Collected data:

PR #23927, opened 2026-06-11
CAMEL-21438: Fix six flaky tests and missing aarch64 image for TensorFlow Serving

ammachado:
# Description

Fix six test reliability issues:

**1. `DefaultConsumerBridgeErrorHandlerContinuedTest` (flaky assertion)**
The test asserted `mock:result` would receive **zero** messages when `continued(true)` is set on the error handler. In practice, `continued(true)` causes the exchange to continue through the main route after error handling, so `mock:result` does receive at least one message. Changed the expectation to `expectedMinimumMessageCount(1)`.

**2. `SimpleLRUCacheTest` (race condition after concurrent puts)**
After the concurrent-put latch completed, the test immediately asserted cache size and eviction counter. The eviction listener callback can fire asynchronously, causing intermittent failures. Wrapped the post-latch assertions in `Awaitility.await().atMost(10, TimeUnit.SECONDS).untilAsserted(...)` so the assertions wait for the eviction to settle.

**3. TensorFlow Serving test-infra: missing aarch64 image**
The `bitnami/tensorflow-serving:2.18.0` image on Docker Hub is not available for `aarch64`. Replaced it with `mirror.gcr.io/bitnamilegacy/tensorflow-serving:2.19.1`, which is available on the Google mirror registry for that architecture, consistent with the project's preference for `mirror.gcr.io` over Docker Hub.

**4. `FileSortByExpressionTest`, `FileSortByNestedExpressionTest`, `FileSortByIgnoreCaseExpressionTest` (mock expectation race)**
`MockEndpoint.expectedBodiesReceived()` must be called before routes start delivering messages. With `initialDelay=0`, the file consumer fires on a background thread as soon as `addRoutes()` returns. If messages arrive before `expectedBodiesReceived()` is called, `expectedBodyValues` is still null so `performAssertions()` never populates `actualBodyValues`, causing body order assertions to compare each expected value against `null`.

Fix: move `getMockEndpoint()` and `expectedBodiesReceived()` before `context.addRoutes()` in all three test classes. Also removed no-op `context.start()` calls that widened the race window. The `@DisabledOnOs(ppc64le)` guard on `FileSortByIgnoreCaseExpressionTest` is retained until ppc64le CI can confirm the fix is sufficient on that platform.

**5. `FileProducerCharsetUTFtoISOConvertBodyToTest` (0-byte file race + cleanup masking)**
Two issues remained after two prior fixes (CAMEL-18608):

- `@BeforeEach writeTestData()` runs after the superclass `setUp()` starts the context and route. With `initialDelay=0` the consumer polls every 10 ms. A poll landing between `Files.newOutputStream()` (creates a 0-byte file) and `fos.close()` picks up an empty file, producing 0-byte output and causing the size assertion to never be satisfied.
  Fix: write to a `.tmp` file first then atomically rename via `Files.move(..., ATOMIC_MOVE)`. The consumer's `fileName` filter ignores the `.tmp` file and only ever sees the fully-written target.
- `@AfterEach` used `Files.delete()` instead of `Files.deleteIfExists()`: if the test fails before the output file is created, cleanup also throws, masking the original failure with a misleading "cannot run due to an error cleaning up" message.
  Fix: switch to `Files.deleteIfExists()`.

**6. `QueueProducerQoSTest` (ANYCAST/MULTICAST mismatch + zero-timeout mock assertion)**
Two issues caused non-deterministic failures:

- The expiry route consumed from `sjms:topic:ExpiryQueue` but Artemis routes expired messages to an ANYCAST address. A JMS Topic consumer creates a MULTICAST subscription, which does not receive ANYCAST messages. Whether the test passed depended on which subscriber created the ExpiryQueue address first. Fixed by switching to `sjms:queue:ExpiryQueue`.
- Both test methods called the static `MockEndpoint.assertIsSatisfied(context)` which delegates to each mock's own `resultWaitTime` (defaults to 0). With `requestTimeout=500ms` and `timeToLive=1000ms`, the expiry notification arrives after the assertion was already evaluated. Fixed by calling `mockExpiredAdvisory.assertIsSatisfied(10_000)` with an explicit 10-second timeout.

# Target

# Tracking

---

### DIFF
--- a/core/camel-core/src/test/java/org/apache/camel/processor/DefaultConsumerBridgeErrorHandlerContinuedTest.java
+++ b/core/camel-core/src/test/java/org/apache/camel/processor/DefaultConsumerBridgeErrorHandlerContinuedTest.java
@@ -48,10 +48,9 @@ public class DefaultConsumerBridgeErrorHandlerContinuedTest extends ContextTestS
         getMockEndpoint("mock:onException").expectedMinimumMessageCount(1);
         getMockEndpoint("mock:subroute").expectedMinimumMessageCount(1);
 
-        // With continued(true), processing should continue after error handling
-        // However, since the consumer throws before creating a valid exchange,
-        // mock:result won't receive messages
-        getMockEndpoint("mock:result").expectedMessageCount(0);
+        // With continued(true), the exchange continues through the main route after error handling,
+        // so mock:result should receive messages.
+        getMockEndpoint("mock:result").expectedMinimumMessageCount(1);
 
         assertMockEndpointsSatisfied();
 
--- a/test-infra/camel-test-infra-tensorflow-serving/src/main/resources/org/apache/camel/test/infra/tensorflow/serving/services/container.properties
+++ b/test-infra/camel-test-infra-tensorflow-serving/src/main/resources/org/apache/camel/test/infra/tensorflow/serving/services/container.properties
@@ -15,7 +15,7 @@
 ## limitations under the License.
 ## ---------------------------------------------------------------------------
 tensorflow.serving.container=mirror.gcr.io/tensorflow/serving:2.19.1
-tensorflow.serving.container.aarch64=bitnami/tensorflow-serving:2.18.0
+tensorflow.serving.container.aarch64=mirror.gcr.io/bitnamilegacy/tensorflow-serving:2.19.1
 tensorflow.serving.container.ppc64le=ibmcom/powerai:1.7.0-tensorflow-serving-ubuntu18.04-py37-ppc64le-21.035
 tensorflow.serving.container.ppc64le.version.include=ppc64le,ubuntu
 tensorflow.serving.container.ppc64le.version.exclude=x86_64,amd64,arm64
--- a/components/camel-sjms/src/test/java/org/apache/camel/component/sjms/producer/QueueProducerQoSTest.java
+++ b/components/camel-sjms/src/test/java/org/apache/camel/component/sjms/producer/QueueProducerQoSTest.java
@@ -91,7 +91,7 @@ public class QueueProducerQoSTest extends CamelTestSupport {
             template.requestBody(endpoint, "test message");
         });
 
-        MockEndpoint.assertIsSatisfied(context);
+        mockExpiredAdvisory.assertIsSatisfied(10_000);
 
         assertEquals(0, service.countMessages(TEST_INOUT_DESTINATION_NAME),
                 "There were unexpected messages left in the queue: " + TEST_INOUT_DESTINATION_NAME);
@@ -104,7 +104,7 @@ public class QueueProducerQoSTest extends CamelTestSupport {
         String endpoint = String.format("sjms:queue:%s?timeToLive=1000", TEST_INONLY_DESTINATION_NAME);
         template.sendBody(endpoint, "test message");
 
-        MockEndpoint.assertIsSatisfied(context);
+        mockExpiredAdvisory.assertIsSatisfied(10_000);
 
         assertEquals(0, service.countMessages(TEST_INONLY_DESTINATION_NAME),
                 "There were unexpected messages left in the queue: " + TEST_INONLY_DESTINATION_NAME);
@@ -124,7 +124,7 @@ public class QueueProducerQoSTest extends CamelTestSupport {
         return new RouteBuilder() {
             @Override
             public void configure() {
-                from("sjms:topic:ExpiryQueue")
+                from("sjms:queue:ExpiryQueue")
                         .routeId(EXPIRED_MESSAGE_ROUTE_ID)
                         .log("Expired message")
                         .to(MOCK_EXPIRED_ADVISORY);
--- a/core/camel-core/src/test/java/org/apache/camel/component/file/FileProducerCharsetUTFtoISOConvertBodyToTest.java
+++ b/core/camel-core/src/test/java/org/apache/camel/component/file/FileProducerCharsetUTFtoISOConvertBodyToTest.java
@@ -20,6 +20,7 @@ import java.io.OutputStream;
 import java.nio.charset.StandardCharsets;
 import java.nio.file.Files;
 import java.nio.file.Path;
+import java.nio.file.StandardCopyOption;
 import java.util.concurrent.TimeUnit;
 
 import org.apache.camel.ContextTestSupport;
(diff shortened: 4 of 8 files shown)


davsclaus (commented):
## Review: CAMEL-21438 — Fix flaky tests and missing aarch64 image

CI is green. The test reliability fixes are well-motivated and follow project conventions. A few notes below.

### Findings

**1. PR description is incomplete** (Minor)

The description mentions 3 changes, but the diff modifies 7 files. Four additional fixes are not covered:
- `FileProducerCharsetUTFtoISOConvertBodyToTest` — atomic file write + `deleteIfExists` cleanup
- `FileSortByExpressionTest` — move expectations before routes, remove hardcoded 1s timeout
- `FileSortByIgnoreCaseExpressionTest` — remove redundant `context.start()`, fix `initialDelay`/`delay`, typo fix
- `FileSortByNestedExpressionTest` — remove redundant `context.start()`, move expectations

Please update the PR description to cover all changes.

**2. `DefaultConsumerBridgeErrorHandlerContinuedTest` — assertion reversal**

This reverses the intent of the original CAMEL-22907 test (`fe9abb35c3b7`), which explicitly asserted `mock:result` should receive **0 messages**. The change to `expectedMinimumMessageCount(1)` is consistent with how `continued(true)` should work — after onException processing, the exchange continues through the route to `mock:result`. The original `expectedMessageCount(0)` was a timing-dependent assertion that passed only when the mock check completed before the continued exchange arrived.

This looks correct to me, but since it reverses an intentional assertion from CAMEL-22907, it would be good to get confirmation from @gnodet that this interpretation is right.

**3. `bitnamilegacy` image**

The `mirror.gcr.io/bitnamilegacy/tensorflow-serving:2.19.1` image uses a "legacy" namespace. Worth checking that it has ongoing maintenance for long-term reliability.

### Verified (no issues)

- **`SimpleLRUCacheTest`** — Awaitility usage is correct; eviction callbacks fire asynchronously. Follows the project's "no `Thread.sleep()`" convention.
- **File sort tests** — Moving mock expectations before `context.addRoutes()` and removing redundant `context.start()` (context is auto-started by `ContextTestSupport.setUp()`) is the right pattern.
- **`FileProducerCharsetUTFtoISOConvertBodyToTest`** — Atomic rename prevents file consumer from seeing a half-written file. Good defensive fix.
- **TensorFlow aarch64 image** — Switching from Docker Hub to `mirror.gcr.io` follows project conventions.

---

**Note:** This review covers project conventions, test patterns, and behavioral correctness. It does not replace specialized tools such as CodeRabbit or SonarCloud.

core/camel-core/src/test/java/org/apache/camel/processor/DefaultConsumerBridgeErrorHandlerContinuedTest.java
```diff
@@ -48,10 +48,9 @@ public void testDefaultConsumerBridgeErrorHandlerContinued() throws Exception {
         getMockEndpoint("mock:onException").expectedMinimumMessageCount(1);
         getMockEndpoint("mock:subroute").expectedMinimumMessageCount(1);
 
-        // With continued(true), processing should continue after error handling
-        // However, since the consumer throws before creating a valid exchange,
-        // mock:result won't receive messages
-        getMockEndpoint("mock:result").expectedMessageCount(0);
+        // With continued(true), the exchange continues through the main route after error handling,
+        // so mock:result should receive messages.
+        getMockEndpoint("mock:result").expectedMinimumMessageCount(1);
```
davsclaus, line 53: This reverses the original CAMEL-22907 assertion which expected 0 messages here, with the rationale that "the consumer throws before creating a valid exchange". With `continued(true)`, the bridge error handler creates an exchange, onException processes it, and `continued(true)` allows it to proceed through the route to `mock:result`. The original `expectedMessageCount(0)` was a race condition — it passed only when the mock assertion completed before the continued exchange arrived.

The new assertion looks correct, but since it contradicts the original test's explicit intent, confirmation from the CAMEL-22907 author would be valuable.

test-infra/camel-test-infra-tensorflow-serving/src/main/resources/org/apache/camel/test/infra/tensorflow/serving/services/container.properties
```diff
@@ -15,7 +15,7 @@
 ## limitations under the License.
 ## ---------------------------------------------------------------------------
 tensorflow.serving.container=mirror.gcr.io/tensorflow/serving:2.19.1
-tensorflow.serving.container.aarch64=bitnami/tensorflow-serving:2.18.0
+tensorflow.serving.container.aarch64=mirror.gcr.io/bitnamilegacy/tensorflow-serving:2.19.1
```
davsclaus, line 18: Minor: the `bitnamilegacy` namespace suggests this image may be deprecated upstream. Worth verifying it has ongoing maintenance so this doesn't need another fix soon.

ammachado:
> The `mirror.gcr.io/bitnamilegacy/tensorflow-serving:2.19.1` image uses a "legacy" namespace. Worth checking that it has ongoing maintenance for long-term reliability.

Thanks for flagging this. The `bitnamilegacy` namespace is indeed deprecated: Bitnami restructured their container catalog in August 2025 and moved all versioned/pinned tags to `bitnamilegacy` with no further updates. The concern is valid.

However, there is currently no well-maintained `aarch64` image for TensorFlow Serving from any trusted registry:
- The official `tensorflow/serving` image is `amd64`-only (long-standing open issue, no `arm64` support planned).
- `emacski/tensorflow-serving`, the main community `aarch64` build, is last published at `2.6.0` and is not actively maintained.
- AWS Deep Learning Containers publish a `2.19` `aarch64` image, but it is SageMaker-specific and not suitable here.

`bitnamilegacy/tensorflow-serving:2.19.1` is frozen but functional. It is the only option that matches our required version on `aarch64`. We can revisit this when either the official TF Serving project adds `aarch64` support or a community project catches up to 2.19+.

The remaining alternative is to apply the `skipITs.aarch64` fix: add `<skipITs.aarch64>true</skipITs.aarch64>` to `camel-tensorflow-serving/pom.xml` and remove the `bitnamilegacy` line from `container.properties`. Please advice.

core/camel-core/src/test/java/org/apache/camel/processor/DefaultConsumerBridgeErrorHandlerContinuedTest.java
ammachado: @gnodet, you added this test in `CAMEL-22907` with `expectedMessageCount(0)` and the comment "since the consumer throws before creating a valid exchange, mock:result won't receive messages".

We found it flaky: after the `CAMEL-22907` fix, `continued(true)` causes the exchange to continue through the main route after `onException` handling, so `mock:result` does receive messages. The assertion was changed to `expectedMinimumMessageCount(1)`.

Could you confirm whether this matches the intended post-fix behavior, or whether `mock:result` was expected to remain at zero for a reason we may have missed?

davsclaus:
> > The `mirror.gcr.io/bitnamilegacy/tensorflow-serving:2.19.1` image uses a "legacy" namespace. Worth checking that it has ongoing maintenance for long-term reliability.
> 
> Thanks for flagging this. The `bitnamilegacy` namespace is indeed deprecated: Bitnami restructured their container catalog in August 2025 and moved all versioned/pinned tags to `bitnamilegacy` with no further updates. The concern is valid.
> 
> However, there is currently no well-maintained `aarch64` image for TensorFlow Serving from any trusted registry:
> 
> * The official `tensorflow/serving` image is `amd64`-only (long-standing open issue, no `arm64` support planned).
> * `emacski/tensorflow-serving`, the main community `aarch64` build, is last published at `2.6.0` and is not actively maintained.
> * AWS Deep Learning Containers publish a `2.19` `aarch64` image, but it is SageMaker-specific and not suitable here.
> 
> `bitnamilegacy/tensorflow-serving:2.19.1` is frozen but functional. It is the only option that matches our required version on `aarch64`. We can revisit this when either the official TF Serving project adds `aarch64` support or a community project catches up to 2.19+.
> 
> The remaining alternative is to apply the `skipITs.aarch64` fix: add `<skipITs.aarch64>true</skipITs.aarch64>` to `camel-tensorflow-serving/pom.xml` and remove the `bitnamilegacy` line from `container.properties`. Please advice.
> 
> _Claude Code on behalf of Adriano Machado_

Yeah though aarch64 is for mac developers to run on the laptop and not for production users. So it may be okay to allow them to test and validate tensorflow. Can we add a comment that about so we will not forget.

davsclaus (approved):

PR #23928, opened 2026-06-11
CAMEL-19528: camel-jpa - replace Thread.sleep in tests

rohfl:
Title:
CAMEL-19528: Replace Thread.sleep with Awaitility in camel-jpa tests

# Body:

## Motivation
The `camel-jpa` test suite relied on hard-coded `Thread.sleep()` calls to wait for asynchronous consumer activity (entity processing, deletion, file moves).
These sleeps are flaky and slow: they either wait longer than necessary on fast machines or, on slow ones, race ahead before the work has actually completed.

## Changes
Added the `org.awaitility:awaitility` test dependency to `camel-jpa`.

Migrated the `Thread.sleep()`-based waits to Awaitility in:
- `AbstractJpaMethodTest#consumeEntity` — wait until the consumer has deleted the entities (database is empty) before asserting, rather than sleeping and reading the entity while the consumer may still be mid-transaction.
- `JpaWithNamedQueryTest` — poll the database (with `ignoreExceptions()`) until the consumer's transaction has committed, instead of sleeping before reading.
- `FileConsumerJpaIdempotentTest` — wait until the consumed file has been moved to the `done` directory, and use `MockEndpoint.setAssertPeriod(...)` to assert the file is not re-consumed (replacing a trailing sleep).

### DIFF
--- a/components/camel-jpa/pom.xml
+++ b/components/camel-jpa/pom.xml
@@ -118,6 +118,12 @@
             <version>${jakarta-transaction-api-version}</version>
             <scope>test</scope>
         </dependency>
+        <dependency>
+            <groupId>org.awaitility</groupId>
+            <artifactId>awaitility</artifactId>
+            <version>${awaitility-version}</version>
+            <scope>test</scope>
+        </dependency>
     </dependencies>
 
     <profiles>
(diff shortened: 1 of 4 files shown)


davsclaus (approved):
Clean, well-done migration from `Thread.sleep()` to Awaitility — each replacement uses the appropriate technique for the specific wait condition:

- `untilAsserted()` for polling database state in `AbstractJpaMethodTest` and `JpaWithNamedQueryTest`
- `ignoreExceptions()` in `JpaWithNamedQueryTest` to handle the OpenJPA `InvalidStateException` while the consumer's transaction is still active — much more robust than a fixed 2-second sleep
- `until(file::exists)` for the file-move check in `FileConsumerJpaIdempotentTest`
- `mock.setAssertPeriod(2000)` for the negative assertion ("file not re-consumed") — the proper Camel MockEndpoint pattern

All timeouts are explicit, CI is green, and the PR is well-scoped to the three test files that needed it.

PR #23949, opened 2026-06-11
CAMEL-23735: Restore documented default aggregation strategy in camel-dynamic-router

Tholgue:
# Description

Since the CAMEL-20302 refactoring (Camel 4.4.0), the `dynamic-router` component uses a private
`NoopAggregationStrategy` as its default aggregation strategy, which keeps the **first** recipient's
result. Both the `aggregationStrategy` option documentation ("By default, Camel will use the last
reply as the outgoing message.") and the javadoc of
`DynamicRouterRecipientListHelper#createAggregationStrategy` ("If all else fails, then a
`UseLatestAggregationStrategy` is used.") still describe the pre-4.4 behavior — and the stale
`UseLatestAggregationStrategy` import was still present, suggesting the change was unintentional.

Practical impact: in `recipientMode=allMatch`, modifications made by any recipient other than the
first one (message body, exchange properties) are silently discarded when the exchange returns to
the calling route, so a `choice()` testing a property set by a subscriber behaves differently
depending on subscription priorities.

This PR restores `UseLatestAggregationStrategy` as the default, matching the documentation and the
pre-4.4 behavior (`DynamicRouterEndpoint#determineAggregationStrategy` in 4.3.0):

- `DynamicRouterRecipientListHelper`: fallback changed from `NoopAggregationStrategy` to
  `UseLatestAggregationStrategy`; `NoopAggregationStrategy` is kept but `@Deprecated` to avoid
  breaking binary compatibility on LTS backports.
- `DynamicRouterRecipientListHelperTest`: the fallback test now asserts
  `UseLatestAggregationStrategy`.
- New `DynamicRouterDefaultAggregationIT`: end-to-end reproducer pinning the documented behavior
  (two matching recipients in allMatch mode; the last recipient's body and exchange property must be
  visible in the calling route). This test fails before the fix and passes after.

Fixes [CAMEL-23735](https://issues.apache.org/jira/browse/CAMEL-23735). Since the regression is in
4.4.0 and later, a backport to the active LTS branches (e.g. camel-4.14.x) would be appreciated.

# Target

# Tracking
- [x] If this is a large change, bug fix, or code improvement, I checked there is a
  [JIRA issue](https://issues.apache.org/jira/browse/CAMEL-23735) filed for the change

- [x] I have run `mvn clean install -DskipTests` locally from root folder and I have committed all
  auto-generated changes.

### DIFF
--- a/components/camel-dynamic-router/src/main/java/org/apache/camel/component/dynamicrouter/routing/DynamicRouterRecipientListHelper.java
+++ b/components/camel-dynamic-router/src/main/java/org/apache/camel/component/dynamicrouter/routing/DynamicRouterRecipientListHelper.java
@@ -152,7 +152,7 @@ public final class DynamicRouterRecipientListHelper {
                                 .orElseThrow(() -> new IllegalArgumentException(
                                         "Cannot find AggregationStrategy in Registry with name: " +
                                                                                 cfg.getAggregationStrategy()))))
-                .orElse(new NoopAggregationStrategy());
+                .orElse(new UseLatestAggregationStrategy());
         CamelContextAware.trySetCamelContext(strategy, camelContext);
         return cfg.isShareUnitOfWork() ? new ShareUnitOfWorkAggregationStrategy(strategy) : strategy;
     }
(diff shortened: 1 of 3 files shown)


davsclaus (approved):
Well-investigated regression fix. The mismatch between the documentation ("By default, Camel will use the last reply as the outgoing message" in `DynamicRouterConfiguration.java:169`), the javadoc on `createAggregationStrategy` (references `UseLatestAggregationStrategy`), the stale import, and the actual `NoopAggregationStrategy` code is clear evidence this was unintentional in CAMEL-20302.

The fix is minimal and correct:
- One-line production change aligning code with docs
- `NoopAggregationStrategy` deprecated (not removed) for binary compat on LTS backports
- Unit test updated to assert the new default
- Good end-to-end integration test (`DynamicRouterDefaultAggregationIT`) that reproduces the issue with two matching recipients in `allMatch` mode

WHAT IS EXPECTED
For this task, write out exactly the lines of the entries above, starting at the line with "of Adriano Machado_" and ending at the line with "Yeah though aarch64", both included, and no others.

ANSWER
> _Claude Code on behalf of Adriano Machado_

Yeah though aarch64 is for mac developers to run on the laptop and not for production users. So it may be okay to allow them to test and validate tensorflow. Can we add a comment that about so we will not forget.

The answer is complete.